Dress is casual - shorts and T-shirts are the norm. At dinner on the more luxurious ships you might want to wear a polo shirt with long trousers or even a jacket - but certainly not a tie. Bathing costumes at meals would be frowned on. On most small sailing boats barefoot is de rigueur. Ladies might find it useful to bring a sarong or wrap.
What can I expect from the accommodation?
In the past 25 years even the cheapest boats have been converted to provide en-suite bathrooms. On some small sailing vessels you may still have to pump the loos manually, but the trend is to push-button flush. Air conditioning is found on first- and luxury-class boats. On bigger boats it is easier to find a quiet corner to yourself - they have libraries, bars and sitting areas in the shade and sun.
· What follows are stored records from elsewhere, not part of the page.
PR #6412, opened 2026-07-20
fix(integrations): stop auto-seeding ArchiveTeam Warrior on first install

ajnart:
Removes defaultUrl from the ArchiveTeam Warrior integration definition so it is no longer auto-created as a default integration on first install.

The seeding logic auto-creates any integration that has both a `defaultUrl` and a no-auth option. ArchiveTeam Warrior had both, causing it to be seeded on every new install even though it's a niche service. Users who want it can still add it manually.

- Removed `defaultUrl: "http://localhost:8001"` from `archiveTeamWarrior` definition in `packages/definitions/src/integration.ts`

## Summary by CodeRabbit

* **Bug Fixes**
  * Removed an outdated fallback URL from the TeamWarrior integration configuration.


ajnart:
Closing in favor of a clearer fix

PR #486, opened 2020-06-04
docs: add debugging and tools for docker

jafow:
adds some more documentation on docker

### DIFF
--- a/docker-compose.yml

Dinner is usually a communal affair; some boats serve meals al fresco during the hot season.
Can I sail my own boat to the islands?
All tour boats are locally owned and operated, and strictly licensed. It is possible to sail your own yacht, if, for example, you are sailing across the Pacific, but you will need permits prior to arrival, you'll have to pay expensive mooring fees and will be restricted to the four inhabited islands only.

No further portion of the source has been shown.